Dans le même ordre d'idée, on peut citer d'autres initiatives supranationales :

- la première visait à la constitution d'un marché intérieur européen : même si le traité de Rome de 1957 cherchait à favoriser les échanges, il n'a pas permis de lever toutes les barrières et de nombreux obstacles de nature technique ou réglementaire ont continué de subsister, entravant le droit à la liberté de prestations et d'établissements, dans les services, au sein des différents marchés nationaux et empêchant leur intégration (C. SAUVIAT 1991). C'est pour lever ces obstacles que la Commission des Communautés Européennes a publié en 1985 un "Livre Blanc" dans le but de faciliter la constitution d'un véritable marché intérieur européen. En 1988, un système général de reconnaissance mutuelle des diplômes professionnels nationaux, à usage des professions libérales, est mis en place ;

- une deuxième illustration de la mise en place d'une forme de coordination du métier au niveau européen : la Fédération Européenne des Associations de Conseil en Organisation (FEACO) créée en 1960 qui regroupe 15 pays d'Europe. Le but premier de cette fédération est d'aider à promouvoir et à développer la profession de conseil en management en Europe, en offrant un support aux membres des associations nationales dans les secteurs où un voix collective est plus forte que la somme des membres individuels.

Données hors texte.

PR #1148, opened 2026-08-29
ci: publish a GitHub Release, and source the docs version from it

rorygraves:
Closes the gap behind the two P2 review findings on #1147, and the "no GitHub Release" gap noticed after v0.4.0.

## 1. Releases are now published automatically

`release.yml` published to Maven Central and nothing else. The repo UI kept showing the previous version as **Latest**, and nobody watching "Releases only" was notified — so every release so far depended on a maintainer remembering to do it by hand. v0.4.0 shipped on 29 Aug and the repo still advertised v0.3.4 until it was backfilled.

A `github-release` job now creates it, after `publish`, so **a Release can only ever exist for a version that actually reached Maven Central**. It is idempotent — re-running a release leaves an existing Release untouched rather than failing.

## 2. The docs version comes from the Releases API, not `git describe`

This is what closes both review findings on #1147:

> *"the existing `git describe` at line 77 can only select a tag reachable from that branch"*

> *"this later invocation then checks out the older tag and overwrites the site with that version"*

Both are the same root cause: `git describe` answers *"newest tag reachable from this ref"*, which is not the question. The install snippet needs *"what version is actually published"* — and those differ when a newer release is mid-publish, when a release is cut from another branch, or when two releases overlap and finish out of order.

A tag exists the instant it is pushed. A **Release** exists only after publishing succeeded. So the Releases API is the correct source, and it is unordered-race-proof because `releases/latest` is a single authoritative answer rather than a computation over local refs.

```bash
LATEST=$(gh api "repos/${GITHUB_REPOSITORY}/releases/latest" --jq .tag_name | sed 's/^v//')
```

Still fails loudly if no Release is found, rather than falling back to something plausible-but-wrong.

## Job graph

```
ci → publish → github-release → docs    (deploys llm4s.org)
             └───────────────→ docker   (container image; independent)
```

`docs` moved from `needs: publish` to `needs: github-release`, so the Release exists before the docs deploy reads it.

## Also

Moves the 0.4.0 rename entry out of `[Unreleased]` in `CHANGELOG.md`, where it was left after the release shipped.

## Not verified

Reusable-workflow and release-job behaviour cannot be exercised by a PR build; the real test is the next release tag. The `push` and `workflow_dispatch` paths through `pages.yml` are unchanged and still covered by any docs change on main — and those paths now also read the Releases API, so a main-push deploy will exercise the new lookup as soon as this merges.

Refs #1141

### DIFF
--- a/.github/workflows/pages.yml
+++ b/.github/workflows/pages.yml
@@ -66,6 +66,8 @@ jobs:
 
       - name: Extract version from sbt
         id: version
+        env:
+          GH_TOKEN: ${{ github.token }}
         run: |
           # Working version of this commit. On an untagged main, sbt-dynver returns
           # something like 0.4.0+3-abc1234-SNAPSHOT, which is NOT resolvable from
@@ -73,10 +75,16 @@ jobs:
           # install snippet.
           VERSION=$(sbt -no-colors 'print version' | tail -1 | tr -d '\n')
 
-          # Latest published release: the newest v* tag. Install snippets use this.
-          LATEST=$(git describe --tags --abbrev=0 --match 'v[0-9]*' 2>/dev/null | sed 's/^v//')
+          # Latest published release, from the GitHub Releases API. Install snippets use
+          # this, and it is deliberately NOT `git describe`: a tag exists from the moment
+          # it is pushed, whereas a Release is created only after `sbt ci-release` has
+          # actually published (see release.yml). `git describe` also answers "newest tag
+          # reachable from this ref", which silently gives the wrong answer when a newer
+          # release is still publishing, or when a release was cut from a branch other
+          # than the one being built.
+          LATEST=$(gh api "repos/${GITHUB_REPOSITORY}/releases/latest" --jq .tag_name 2>/dev/null | sed 's/^v//')
           if [ -z "$LATEST" ]; then
-            echo "::error::No v* release tag found; cannot determine the published version."
+            echo "::error::No published GitHub Release found; cannot determine the published version."
             exit 1
           fi
 
--- a/.github/workflows/release.yml
+++ b/.github/workflows/release.yml
@@ -51,11 +51,44 @@ jobs:
           SONATYPE_PASSWORD: ${{ secrets.SONATYPE_PASSWORD }}
           SONATYPE_USERNAME: ${{ secrets.SONATYPE_USERNAME }}
       
-  # Deploy the docs as soon as the Maven artifacts are live. Deliberately depends on
-  # `publish` and not on the container image below: a registry failure must not leave
-  # llm4s.org advertising the previous version when the release itself succeeded.
-  docs:
+  # Publish the GitHub Release. This is what makes a release visible in the repo UI and
+  # what notifies anyone watching "Releases only" -- neither happened automatically
+  # before, so every release relied on someone remembering.
+  #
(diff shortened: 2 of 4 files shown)


rorygraves:
@codex review

rorygraves:
Valid, and the doc was wrong in more ways than one. Fixed in the latest commit.

`docs/reference/release.md` §3 told maintainers to create the Release manually right after pushing the tag. Since the new job skips creation when one already exists, a hand-made Release is accepted **regardless of whether `publish` subsequently succeeded** — leaving a Release, a watcher notification, and a documented coordinate for a version that never reached Maven Central. That is precisely the gate this PR exists to establish, so the doc would have quietly undone it.

Rewrote §3 around what the workflow now does, including the job graph and the fact that `docs` reads the Release to decide which version the install snippets name. Editing the generated notes afterwards is still encouraged and called out explicitly — the job only ever creates, never overwrites, so there is no reason for a maintainer to reach for the UI first.

**One more problem on the same page, which the finding led me to.** The "Re-triggering a failed release" section said to delete and recreate the tag, unconditionally. That is only safe before `publish` has succeeded — Maven Central is immutable, so re-tagging after a successful publish fails on the existing version, and this project already carries an unretractable `2.1.593` as a reminder of what that costs. It now splits the two cases:

- failed **before/during** `publish` → nothing published, re-tag is safe (plus a note that deleting a tag with a Release attached leaves the Release as a draft, which would make the retried run skip creation)
- failed **after** `publish` → artifacts are live, do not re-tag; re-run the failed job or cut the next patch

Worth noting this is the same shape as most of what has been found in this run of changes: something written down that nothing verified, quietly contradicting what the system actually does. #967 is scoped to building a check for exactly that class of drift.

rorygraves:
Both valid — fixed, plus a third the draft finding led me to.

**Draft releases.** Correct, and it interlocks with the doc I rewrote two commits ago. `gh release view` succeeds for a draft, so the existence check alone would skip creation and leave it. Drafts are excluded from `releases/latest`, so `docs` would then keep naming the previous version while the new artifacts were already live and irreversible.

What makes it reachable rather than hypothetical: **deleting a tag that has a Release attached leaves exactly such a draft**, and that is now a documented recovery path in `docs/reference/release.md`. So the recovery procedure I just wrote would have walked a maintainer straight into it. The job now inspects `isDraft` and publishes an existing draft.

**Changelog references.** Correct. `[0.4.0]` had no link target and `[Unreleased]` still compared `v0.3.4...HEAD`, so the Unreleased diff contained everything already shipped. Both fixed.

**Third, from following the same thread.** `gh release create` without `--prerelease` produces a full Release, which becomes GitHub's *latest* — and `docs` reads that. So a `v1.0.0-RC1` tag would have made an RC the advertised version on llm4s.org. The release workflow triggers on `v[0-9]*`, which matches RC tags, and the 1.0 plan in #1126 explicitly includes an RC, so this would have fired rather than sat unused. Tags containing a hyphen are now marked `--prerelease`, which also keeps `releases/latest` correctly pointing at the last stable version — exactly the behaviour the docs deploy wants.

That is four consecutive rounds on this workflow where review found something real. Each one has been the same underlying shape: a state I had not enumerated — publish-succeeded-but-later-step-failed, tag-not-reachable, release-exists-as-draft, tag-is-a-prerelease.

PR #10, opened 2016-01-26
Update CMakeLists.txt

gsjaardema:
Target link libraries need to be set on systems other than just WIN32 and CYGWIN.  

Not sure why preview is showing that everything changed; I only changed code in the line range 474 to 486.


gsjaardema:
This change seems to be required on MacOSX, but linux seems to work with or without it.

brtnfld:
Looks like an issue with with space, the change is:

474d473
<   endif(WIND32 OR CYGWIN)
486a486
>   endif (WIN32 OR CYGWIN)

brtnfld:
I went ahead and just made the changes by hand.

gsjaardema:
Thanks, yes there were a couple typos in that line; 
Thanks

PR #11, opened 2016-01-26
Support Mac's dylib shared library suffix

gsjaardema:
Use a predefined CMake variable to specify the shared library suffix (.so vs .dylib) to facilitate building on MacOSX


brtnfld:
Thanks, I've added the enable build shared option for daily testing.

PR #14, opened 2016-08-15
Add missing include path

gsjaardema:
CMake-based build of tkogl was missing include path for opengl headers.  Not sure this is the correct fix, but it eliminates this and several other errors about not being able to find GL/gl.h

### DIFF
--- a/src/cgnstools/tkogl/CMakeLists.txt
+++ b/src/cgnstools/tkogl/CMakeLists.txt
@@ -2,7 +2,7 @@
 # tkogl #
 #########
 
-include_directories(${TCL_INCLUDE_PATH} ${TK_INCLUDE_PATH})
+include_directories(${TCL_INCLUDE_PATH} ${TK_INCLUDE_PATH} ${OPENGL_INCLUDE_DIR})
 
 set(tkogl_FILES 
 	tkogl.c


brtnfld:
I'm wondering if should redo the include, from stackoverflow:

http://stackoverflow.com/questions/16192775/cmake-opengl-include-dirs-are-named-differently-on-different-platforms

You have a couple of choices here. The simplest is to add ${OPENGL_INCLUDE_DIR}/GL or ${OPENGL_INCLUDE_DIR}/OpenGL to your include search paths and use

#include "gl.h"

in your source code.

The case of filenames is disregarded on Windows, so you don't need to use /gl and /GL - simply /GL will do.

To achieve this, in your CMakeLists.txt do:

if(APPLE)
  include_directories(${OPENGL_INCLUDE_DIR}/OpenGL)
else()
  include_directories(${OPENGL_INCLUDE_DIR}/GL)
endif()


To make this a bit more robust, you can have CMake find the path to "gl.h" and include that:

find_path(OpenglIncludeSubdir
            NAMES gl.h
            PATHS ${OPENGL_INCLUDE_DIR}
            PATH_SUFFIXES GL OpenGL
            NO_DEFAULT_PATH)
include_directories(${OpenglIncludeSubdir})

Again, in your source you'd use:

#include "gl.h"


Possibly the most robust (i.e. avoiding further include paths beyond ${OPENGL_INCLUDE_DIR}) would be to find the path to "gl.h" and then use configure_file to apply the correct #include term. You would use an input file which contained something like:

#include "@OpenglSubdir@/gl.h"

and then running configure_file would replace @OpenglSubdir@ with its value and write the contents to an output file. This output file would then be included in your target and would have

#include "GL/gl.h"

or

#include "OpenGL/gl.h"

as appropriate.

To achieve this, you'd do something like:

find_file(OpenglSubdir
            NAMES GL OpenGL
            PATHS ${OPENGL_INCLUDE_DIR}
            NO_DEFAULT_PATH)
get_filename_component(OpenglSubdir ${OpenglSubdir} NAME)
configure_file(${CMAKE_SOURCE_DIR}/my_config.h.in ${CMAKE_SOURCE_DIR}/my_config.h)

gsjaardema:
Yes, something like that would probably work better than my change.  I like the "... a bit more robust..." solution near the middle, but any of the options look like they would work.

brtnfld:
Added task to redo the include
https://cgnsorg.atlassian.net/browse/CGNS-106

gsjaardema:
Any update on this?  I still need to manually make this change whenver I want to build the tools on my Mac...

brtnfld:
Sorry, this dropped off my radar, I'll try to look into it next week.

brtnfld:
We are addressing this in PR #181

PR #18, opened 2016-08-16
Add missing include path, fix hdf5

gsjaardema:
Added missing opengl_include_dir path to include_directories.

With the current hdf5 find_package, it doesn't seem like HDF5_LIBRARY is defined and the link dependency is specified earlier on the CGNS library itself, so removed HDF5_LIBRARY from the test and the link library.  

With these changes (and other pull requests), this builds in both shared and static mode on a Mac.


brtnfld:
May need to 'fix' the OPENGL_INCLUDE_DIR option to be more robust.

PR #29, opened 2016-12-21
CGNS-85 fix,

jm-cc:
cgp_open now uses current communicator, defined by cgp_mpi_comm.

Hi, I ran into CGNS-85 also in the case of a MPMD program where rank 0 in MPI_COMM_WORLD was not involved in opening the file.
Here is the fix I propose, similar to the one described in the CGNS-85 issue. 
Basically, the communicator used when calling cgp_mpi_comm is saved and reused for cgp_open and cgio_check_file.

### DIFF
--- a/src/cgns_io.c
+++ b/src/cgns_io.c
@@ -47,6 +47,7 @@ char hdf5_access[64] = "NATIVE";
 #endif
 #ifdef BUILD_PARALLEL
 #include <mpi.h>
+MPI_Comm pcg_mpi_comm=MPI_COMM_WORLD;
 int pcg_mpi_comm_size;
 int pcg_mpi_comm_rank;
 int pcg_mpi_initialized;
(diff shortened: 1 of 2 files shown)


brtnfld:
I'll work on a test for the patch this weekend if you already don't have one.

jm-cc:
Hi, I've got a very basic test that deadlocks without the fix. I am not sure it is good enough to be included, I just did it to mimic my app behaviour.
First it creates a file with every processes. Then it creates a communicator that does not contain Process 0 of MPI_COMM_WORLD and try to access the file.
```C
#include <stdio.h>
#include <string.h>
#include "pcgnslib.h"
#include <mpi.h>

int main(int argc, char** argv)
{
  MPI_Comm dummy;
  char test[20];
  int index_file;
  int rank; //rank in MPI_COMM_WORLD
    
  snprintf(test, 20, "test.cgns");

  MPI_Init(&argc, &argv);

  cgp_open(test, CG_MODE_MODIFY, &index_file);
  cgp_close(index_file);


  MPI_Comm_rank(MPI_COMM_WORLD, &rank);
  if (rank==0) 
    MPI_Comm_split(MPI_COMM_WORLD, 0, 0, &dummy);
  else
    MPI_Comm_split(MPI_COMM_WORLD, 1, rank, &dummy);

  if (rank>0) //If member of the dummy communicator
  {
    printf("%d\n",rank);
    cgp_mpi_comm(dummy);
    cgp_open(test, CG_MODE_MODIFY, &index_file);
    cgp_close(index_file);
  }
  MPI_Finalize();
}
```

PR #30, opened 2017-01-06
Spelling error in function name

akilan27:
This corrects spelling mistake in `HashStats()` function in two different files. I discovered this while trying to use the function but got linker errors.

PS: This same file is present in **two** different directories. Code should be modified to use one of those & delete the other file. This will help code maintenance. I can send another pull request for that change if that change is desired.


brtnfld:
Changes are unrelated to travis CI failures, merging.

Outre la représentation de la profession, ses autres activités visent à : (1) encourager l'établissement de contacts entre les associations membres et leurs adhérents par le biais de parrainages ; (2) veiller à l'image du secteur industriel par la promotion de standards professionnels communs dans les domaines de l'éthique et de la qualité ; (3) maintenir des relations étroites avec la Commission Européenne et d'autres organisations pan-européennes afin d'établir un suivi des différents règlements et procédures dans le but de préserver la transparence dans les relations contractuelles avec les consultants ; (4) diffuser l'information et les statistiques concernant le marché. Pour plus d'informations voir le site internet : "http://www.feaco.org/about_fr.html" ;

- à un niveau encore plus global, on peut citer l'accord international de 1993-94 sur le commerce des services qui établit un cadre général de règles et de principes qui doivent s'imposer aux échanges internationaux de services (cf. les accords du GATS -General Agreement on Trade in Services- sur les échanges internationaux de services conclus dans le cadre de l'Uruguay Round de 1994) (T. COULET 1997). En signant l'accord, les pays ne s'engagent pas à ouvrir indistinctement leurs secteurs de services. L'ouverture est soumise à un programme d'engagements que chaque membre fixe. Cet accord devrait se traduire par des changements de long terme tels que la rationalisation de la production des services, l'harmonisation des conditions de production ou de la législation, l'accélération du rythme d'application des nouvelles technologies à certains services... (A. BARCET et J. BONAMY 1994 a).